PR #133, opened 2019-11-21
move audio script to scripts directory

leej3:
@afni-rwcox can we move this script? Just to keep things consistent...


afni-rwcox:
This is still experimental and I'd prefer it remains in the Audio sub-directory.

leej3:
sounds good. i didn't realize that.

PR #140, opened 2019-12-16
Harmonize f2c with system installed version

leej3:


leej3:
@afni-rickr, this is now working. Let me know if there's anything you want to check

PR #144, opened 2019-12-31
Fix typo in macro _AFNI_SETUP_HEADER_ used as header guard

pn2200:
Using the CMake build of AFNI on macOS 10.15 with AppleClang, there are 107 instances of header-guard warning:

```
../src/afni_setup.h:7:9: warning: '_AFNI_SETUP_HEADER_' is used as a header guard here, followed by #define of a different macro [-Wheader-guard]
#ifndef _AFNI_SETUP_HEADER_
```

Correcting the defined macro eliminates these warnings.

### DIFF
--- a/src/afni_setup.h
+++ b/src/afni_setup.h
@@ -5,7 +5,7 @@
 ******************************************************************************/
 
 #ifndef _AFNI_SETUP_HEADER_
-#define _AFNI_SETUP_HEADER
+#define _AFNI_SETUP_HEADER_
 
 #include "mcw_malloc.h"
 


leej3:
Thanks for this. Just a point to note, I use homebrew to install llvm which has clang with omp support.

 I still have a few things to debug to have the cmake build working fully for OS X (when OpenGL dependencies are added) but that compiler will likely be the one supported moving forward.

pn2200:
Noted about which compiler will be supported in the future. I was just trying to make it clear that these warnings are visible locally, but not on the continuous integration builds on travis-ci or circle-ci.

afni-rickr:
Thanks!

PR #145, opened 2020-01-01
Replace deprecated functions

pn2200:
Replace several usages of deprecated functions. The deprecated function `drem` is replaced by the C99 standard function `remainderf`, the deprecated function `tmpnam` is replaced by the POSIX standard function `mktemp`, and the deprecated function `tempnam` is replaced by the function `mkstemps` which is not standard by is available on Linux and macOS platforms at least. These replacements resolve several compiler warnings regarding deprecated declarations.

### DIFF
--- a/src/XmHTML/lib/common/LZWStream.c
+++ b/src/XmHTML/lib/common/LZWStream.c
@@ -777,7 +777,8 @@ LZWStreamInit(LZWStream *lzw)
 	lzw->uncompressed = False;
 
 	/* temporary output file */
-	tmpnam(lzw->zName);
+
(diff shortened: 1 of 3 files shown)


mrneont:
Thanks, these are some useful things to think about in terms of updating some functions. However, these particular changes do introduce changes to how the code would run, and so would not be viable options as formulated.  From time to time we have thought about finding more in-place replacements for these functions.  But we have to make sure we can still build+run on a variety of systems, and so we need to get our testing structure increased before such updates can go in. Hopefully we will get to that relatively soon.

PR #149, opened 2020-01-13
reconfigure dset_ijk code for JL

afni-rwcox:
Let's see how this pull request thing works.
If there are any problems, JL get the blame.
If it works well, RWC gets the credit.
That seems fair to me!


leej3:
excellent. thanks. you may have your credit

PR #151, opened 2020-01-14
deprecate imcat for 2dcat

### LINKED ISSUE #128: Unbundling imcat
I just nocticed that afni ships its own version of [imcat](https://github.com/stolk/imcat). On Gentoo we have a package for that software. So I will just make AFNI depend on that. However, I would also like to stop AFNI from trying to get/install that file itself. How can I best do this?

leej3:
Resolves #128

imcat will continue to be distributed for some time
along with the 2dcat binary (identical)


leej3:
@mrneont

PR #154, opened 2020-02-11
improve python packaging

### LINKED ISSUE #130: Distribute python code as a package
@satra, I'll work through this soon. Could you add any insight gleaned during your recent dive down the rabbit hole here: https://docs.google.com/document/d/1ilvS2y6w51wglz3grVydGu6NyIQXs5Um9E8wtdJkakY/edit?usp=sharing

Cheers

leej3:
Resolves #130 

Typical distribution will keep the executable files on the PATH (remaining in abin) but all importable python functionality will be moved into afni_python.  This will 

+ allow namespacing:

`from afni_python import afni_base`

instead of:

`import afni_base`

+ enable an optional package install into a specific python interpreter (pip install -e afni_python). This helps to isolate the installation (for example installing the python code into a Conda environment) and enables external code to easily use afni's python functionality.
+ Will facilitate an easier install down the line for those of the python world who wish to simply use `pip install afni_python` and not have to do everything else... some thought will have to be put into support for tcsh functionality, some work is required to distribute pre-compiled c libraries/binaries via wheels or the like. This approach will likely exclude R dependencies and the GUI functionality of AFNI.

EDIT:  Ideally it would have been `from afni import ...` but the current distribution of afni (with executables in bin) prevent this because "afni" already exists in that directory. afnipy chosen to confirm with many XXXpy packages in the scientific python ecosystem


src/python_scripts/afni_python/db_mod.py
```diff
@@ -11958,7 +11958,7 @@ def show_help_examples():
             Please see 'auto_warp.py -help' for more information.
             See also -tlrc_opts_at, -anat_uniform_method.
 
-        -tlrc_NL_warped_dsets ANAT WARP.1D NL_WARP: import auto_warp.py output
+        -tlrc_NL_warped_dsets ANAT WARP.1D NL_WARP: from afni_python import auto_warp.py output
```
leej3: need to fix this

leej3:
I still need to check whether entry points will work if "python" is actually python2.

leej3:
Another few things would still need to be fixed:
+ module_test_lib.py functionality is a little broken as is
+ scripts in ptaylor would need some fixes for importing
+ the situation for executables will need some more thought. There is some funny variable scoping in align_epi_anat.py for example that precludes simply wrapping the code captured by `if __name__ == '__main__'` in a main function and calling it using an entry point.

src/python_scripts/afni_python/db_mod.py
afni-rickr: You do not need to go through all of this.

mrneont:
>     * ptaylo

What scripts in ptaylor are you referring to?  The 'make'- or 'cmake'-related ones?  Pretty much everything else there is just a C prog.

leej3:
> > ```
> > scripts in ptaylor would need some fixes for importing
> > ```
> 
> 
> What scripts in ptaylor are you referring to?  The 'make'- or 'cmake'-related ones?  Pretty much everything else there is just a C prog.

The python files. They import afni_base/afni_utils directly. This pull request would alter the import pattern to `from afni_python import afni_base`. But yes, my understanding is that none of that is distributed.

mrneont:
> > > ```
> > > scripts in ptaylor would need some fixes for importing
> > > ```
> > 
> > 
> > What scripts in ptaylor are you referring to?  The 'make'- or 'cmake'-related ones?  Pretty much everything else there is just a C prog.
> 
> The python files. They import afni_base/afni_utils directly. This pull request would alter the import pattern to `from afni_python import afni_base`. But yes, my understanding is that none of that is distributed.

Oh, you mean the things in ptaylor/supplement?  Those are ignoreable, I think-- those are just sundry notes to myself that I wanted easily accessible.

leej3:
Ok sounds good. I won’t worry about them so.

.docker/cmake_build.dockerfile
```diff
@@ -15,9 +16,15 @@ RUN  cmake \
...
     -DUSE_OMP=ON \
+    -DUSE_PIP=ON \
     $AFNI_ROOT
 
 RUN /bin/bash -oc pipefail \
 ninja -v | tee -a verbose_build.log 2>&1
 
+# Install
+RUN DESTDIR=installed ninja install; \
+    cd /opt/src/afni/src/python_scripts && pip install .
```
effigies: Simpler:

```suggestion
    pip install /opt/src/afni/src/python_scripts
```

src/python_scripts/afni_python/__init__.py
```diff
@@ -0,0 +1,82 @@
...
+    "1dplot.py",
+]
+
+do_not_import = known_py2 + not_importable + other_problems
+
+__all__ = [
+    f.stem for f in Path(__file__).parent.glob("*.py") if f.name not in do_not_import
+]
+
+from afni_python import *
```
effigies: This file is a very weird hack. I think I get it, but I don't see an advantage to it over  leaving `__init__.py` empty and letting `import afni_python.<bad_import>` fail when someone tries it.

leej3: Agreed. I was still trying to figure out organization etc. It served as an effective way to determine all missing imports/unimportable files. I'll remove it once the details of any large reorganization are determined

src/python_scripts/setup.py
```diff
@@ -1,88 +1,77 @@
...
-    'uber_ttest.py=afni_python.uber_ttest:main',
-    'ui_xmat.py=afni_python.ui_xmat:main',
-    'unWarpEPI.py=afni_python.unWarpEPI:main',
-    'xmat_tool.py=afni_python.xmat_tool:main'
-    ]}
+# Executable scripts obtained from the make target list_py_scripts
+ENTRY_POINTS = {
+    "console_scripts": [
+        "1d_tool.py=afni_python.1d_tool:main",
+        "1dplot.py=afni_python.1dplot:main",
```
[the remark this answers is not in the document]
leej3: Thanks. I didn't know about the scripts keyword. That should allow us to separate importable vs. executables cleanly with minimal renaming if desired.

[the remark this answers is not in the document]
leej3: > # User-facing scripts, installed via entrypoints
Just wondering what the advantage of these would be over scripts. Is that just for when we want to import from a file that also serves as an executable?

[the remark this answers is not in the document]
effigies: Yes, I think the main advantage is not needing to separate scripts from the rest of your source. Presumably also makes it easier to check that your tests cover your CLI code, too.

leej3:
closes #156

leej3:
This installs fine with something like:
`pip install -e 'git+https://github.com/leej3/afni.git@change_python_installation_approach#egg=afnipy&subdirectory=src/python_scripts'`

I think it [needs to have the -e](https://stackoverflow.com/questions/13566200/how-can-i-install-from-a-git-subdirectory-with-pip#comment60104679_19516714) for development mode and the quotes are required to stop bash from doing funny things with the `&`

PR #155, opened 2020-03-10
Improved RetroTS.py

gianfrancof:
This addresses the issue raised [here](https://afni.nimh.nih.gov/afni/community/board/read.php?1,155524,155524#msg-155524) 

it fixes errors thrown when only one of either respiration data file or cardiac data file is passed to the RetroTS.py.
It also automatically figures out what to write in output file based on the argument passed in.


afni-rickr:
Thanks @gianfrancof!

PR #673, opened 2024-07-16
circleci: update docker version in config, bc previous ver now deprec…

mrneont:
…ated


mrneont:
This commit+update is because this build update (https://github.com/afni/afni/commit/8b432aa575a3305b205312a2a4d45f42994233c1) resulted in a failure in on circleci testing, stating the erstwhile docker version 20.10.11 was now deprecated. So, this updated is to "docker23". See the comment in the commit about where this syntax came from.

PR #682, opened 2024-08-07
ROI2dataset added help to match nodes of another dataset

pmolfese:
Borrowed text from help file on ConvertDset to remind users of ROI2dataset can pad an ROI to match another Dset directly. Thanks @afni-dglen for the tip.


pmolfese:
Actually looks like this behavior may not transfer over from one tool to another.

mrneont:
Just quickly looking at the code for SUMA/SUMA_ROI2dataset.c, I don't see any option processing for `-pad_to_node`. What was the full command you ran?

pmolfese:
It's in ConvertDset but apparently not in ROI2dataset. I'll fiddle with copying functionality over once I get back from vacation! Switched PR back to draft.

mrneont:
Surely a vacation to not be working on programming---buon viaggio!

pmolfese:
Wow that was a lot of layers deep. So yes, _even though_ the option isn't in the SUMA_ROI2dataset.c file, it looks like all of the pad_to_node functionality exists in `AFNI_environ.c`. That behavior then gets carried over to any/all SUMA programs. So the change in the help is correct and warranted. 

There is a nuance in that I think that some of the R-based programs don't correctly set max_node correctly (verified with `3dinfo -max_node`) so even though they show a correctly R-to-L extent as the number of nodes, the header somehow doesn't carry over to max_node. 

Maybe @afni-rickr can let me know how to 3drefit or modify a surface .niml.dset or Gifti to set that parameter for copying.

pmolfese:
Full working command: ROI2dataset -prefix test.pm -input rh.roi.stg.niml.roi -pad_to_node d:ROI2.rh.asdset2.niml.dset -overwrite

mrneont:
Thanks for the code example, and for delving into the mysterious depths of SUMA.  I'm happy to merge this in. 

Do you have a dataset with the wrong output of `3dinfo -max_node NIML_DSET` to check on what is happening with that?

mrneont:
Rockin'.

PR #683, opened 2024-08-07
ffmpeg parameter deprecation

afni-dglen:
The ffmpeg -intra option was deprecated about 6 years ago and is now obsolete on homebrew's default version. Replaced the "-intra" with "-g 1".

### DIFF
--- a/src/imseq.c
+++ b/src/imseq.c
@@ -4931,7 +4931,7 @@ ENTRY("ISQ_saver_CB") ;
                pattrn=getenv("AFNI_MPEG_PATTERN")  ;
                if( pattrn == NULL ){                  /* 07 Apr 2009 */
                  /* by default use only I-frames */
-                 if( adup <= 1 ) pattrn="-intra";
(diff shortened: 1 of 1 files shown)


mrneont:
@afni-dglen : check Part 1 is done, successfully: I can confirm that on previous code, I could *not* save an MPG from suma, but after building your new code here I *could* do so.

Next to check on Linux-Ubuntu...

mrneont:
@afni-dglen : .... and check Part 2 is done, successfully: though I note that on Ubuntu-Linux, both the *old* code and the *new* code allowed me to successfully save an MPG from suma.  So, "no harm done" here, I believe.

Looks good to me, and thanks for doing this!

afni-dglen:
Thanks for checking. It's not surprising the -intra option works on older versions of ffmpeg, distributed by package managers for the different OS's. AFAICT, ffmpeg made this option obsolete in version 5. The version I am running on my M1 ARM Mac is version 7.0.1.  I think Fedora recently made ffmpeg available too (version 6.1.1  https://koji.fedoraproject.org/koji/packageinfo?packageID=35247)

PR #690, opened 2024-08-26
FindMyStats added just to keep track of changes

mrneont:


mrneont:
how about renaming to include "afni", someline like:
* `FindAfniStatsDset`
* `find_afni_stats_dset`
etc?

--pt

Issue #654, opened 2024-06-05
Failed to compile code due to conflicting between Boolean and RwcBoolean for Xinstric functions


runlevel5:
```
```
$ uname -ar
Linux shrimp-paste 6.8.11-300.fc40.ppc64le #1 SMP Mon May 27 14:48:15 UTC 2024 ppc64le GNU/Linux

$ gcc -v
Using built-in specs.
COLLECT_GCC=/usr/bin/gcc
COLLECT_LTO_WRAPPER=/usr/libexec/gcc/ppc64le-redhat-linux/14/lto-wrapper
OFFLOAD_TARGET_NAMES=nvptx-none
OFFLOAD_TARGET_DEFAULT=1
Target: ppc64le-redhat-linux
Configured with: ../configure --enable-bootstrap --enable-languages=c,c++,fortran,objc,obj-c++,ada,go,m2,lto --prefix=/usr --mandir=/usr/share/man --infodir=/usr/share/info --with-bugurl=http://bugzilla.redhat.com/bugzilla --enable-shared --enable-threads=posix --enable-checking=release --enable-targets=powerpcle-linux --disable-multilib --with-system-zlib --enable-__cxa_atexit --disable-libunwind-exceptions --enable-gnu-unique-object --enable-linker-build-id --with-gcc-major-version-only --enable-libstdcxx-backtrace --with-libstdcxx-zoneinfo=/usr/share/zoneinfo --with-linker-hash-style=gnu --enable-plugin --enable-initfini-array --with-isl=/builddir/build/BUILD/gcc-14.1.1-20240522/obj-ppc64le-redhat-linux/isl-install --enable-offload-targets=nvptx-none --enable-offload-defaulted --without-cuda-driver --enable-gnu-indirect-function --enable-secureplt --with-long-double-128 --with-long-double-format=ieee --with-cpu-32=power8 --with-tune-32=power8 --with-cpu-64=power8 --with-tune-64=power8 --build=ppc64le-redhat-linux --with-build-config=bootstrap-lto --enable-link-serialization=1
Thread model: posix
Supported LTO compression algorithms: zlib zstd
gcc version 14.1.1 20240522 (Red Hat 14.1.1-4) (GCC)
tle@shrimp-paste:~/Work/afni/build$ g++ -v
Using built-in specs.
COLLECT_GCC=/usr/bin/g++
COLLECT_LTO_WRAPPER=/usr/libexec/gcc/ppc64le-redhat-linux/14/lto-wrapper
[...]

PR #704, opened 2024-09-24
RwcBoolean to char

afni-rickr:
Xt event handlers use char instead of unsigned char, and it should not really matter for a boolean type.
This was brought up in https://github.com/afni/afni/issues/654 .


afni-rickr:
Yeah, I forgot to pull the master in initially...

PR #706, opened 2024-09-30
escape the escapes

afni-rickr:
python is viewing the \ chars as escapes, so they should be passed through to the shell


mrneont:
@afni-rickr : My only complaint here is that this seems like a missed opportunity to call the commit message "The Great Escape (of Escapes)" or similar.

PR #714, opened 2024-10-11
SUMA: Attempt to fix bug when B key toggles background on and off

mrneont:


mrneont:
@afni-dglen and @afni-rickr say OK!

PR #719, opened 2024-10-24
ap.volreg no volreg

afni-rickr:


afni-rickr:
Also included a surf blur fix, to avoid conflicts that I would have generated.

PR #733, opened 2025-01-14
tcsh - maybe WIP

afni-rickr:
invoke script tcsh via env rather than path, so remove all -f and add checks when removing -e


afni-rickr:
The commits before "general tcsh via env" were to add some $status handling when -e was being removed.
After that, they were basically sed changes via a modified `@strip.whitespace`.
`@Align_Centers` has not yet been done.

afni-dglen:
This looks pretty good. @Align_Centers relies on the -ef error handling, even noted in the comments. I'm looking at the details.

afni-dglen:
I made the updates for @Align_Centers. There is an exising bug that I did not fix here - if using the combination of NIFTI input and an AFNI format prefix.
Other continued /bin/tcsh in shell scripts that generate other convenience shell scripts as output, usually for showing output  - @RetinoProc, @chauffeur_afni, @measure_bb_thick and a few others create tcsh scripts. They output instructions to run these with "tcsh ..." followed by the name of the script, so effectively they will use the one first in the path.

afni-dglen (commented):
As mentioned in comments, these changes are limited to the shebang in most of the cases, so we expect them to have no effect on the functionality. However, there are a large number of files affected, with some in fairly obscure shell scripts that haven't been touched in many years. We will wait for final approval from @mrneont .

PR #736, opened 2025-01-26
cbar_pbar.py: start of cbar_pbar cmd line prog

mrneont:


mrneont:
this code was directly merged in, as the new colorbar_tool.py and lib_cbar_tool.py, so will delete this branch now

PR #741, opened 2025-02-03
Roistats.format

afni-rickr:


afni-rickr:
@pmolfese How does this seem?  Thanks.

pmolfese:
Looks great to me! Tested with very small numbers and seems to be providing the correct info!

afni-rickr:
Great, thanks!

PR #772, opened 2025-03-25
align_epi_anat.py: 'mkdir' -> 'mkdir -p' (with backslashes)

mrneont:


mrneont:
Changing "mkdir" -> "\\mkdir -p" should both provide more consistent behavior across systems (from the escape slash) and avoid this unnecessary error message in many cases (from the `-p`):
```
mkdir: cannot create directory '<OUTDIR>': File exists
```

mrneont:
I also wonder if this program should have "-VERB" on in 3dAllineate by default? That puts a looot of text in the output, most of which seems pretty unnecessary to me?  A user could always add that with `-Allineate_opts -VERB` if desired?

mrneont:
@afni-dglen : it would be great to have your opinion on this minor-change PR, and the suggested other tweak to AEA here.

mrneont:
@afni-dglen has now confirmed that he is the happiest person in the world with this branch, so merging it in.

PR #98, opened 2024-01-11
Enable shellcheck aspect for sh_binary

psalaberria002:
### Type of change

If the user has srcs in an sh_binary with shellcheck violations then it will a breaking change for them.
* * * * * * *
- **TASK TO CARRY OUT**
Could you restate, word for word, the lines above from the one with "PR #772, opened 2025-03-25" to the one with "### Type of change", both included?

- **EXERCISE SOLUTION**
PR #772, opened 2025-03-25
align_epi_anat.py: 'mkdir' -> 'mkdir -p' (with backslashes)

mrneont:


mrneont:
Changing "mkdir" -> "\\mkdir -p" should both provide more consistent behavior across systems (from the escape slash) and avoid this unnecessary error message in many cases (from the `-p`):
```
mkdir: cannot create directory '<OUTDIR>': File exists
```

mrneont:
I also wonder if this program should have "-VERB" on in 3dAllineate by default? That puts a looot of text in the output, most of which seems pretty unnecessary to me?  A user could always add that with `-Allineate_opts -VERB` if desired?

mrneont:
@afni-dglen : it would be great to have your opinion on this minor-change PR, and the suggested other tweak to AEA here.

mrneont:
@afni-dglen has now confirmed that he is the happiest person in the world with this branch, so merging it in.

PR #98, opened 2024-01-11
Enable shellcheck aspect for sh_binary

psalaberria002:
### Type of change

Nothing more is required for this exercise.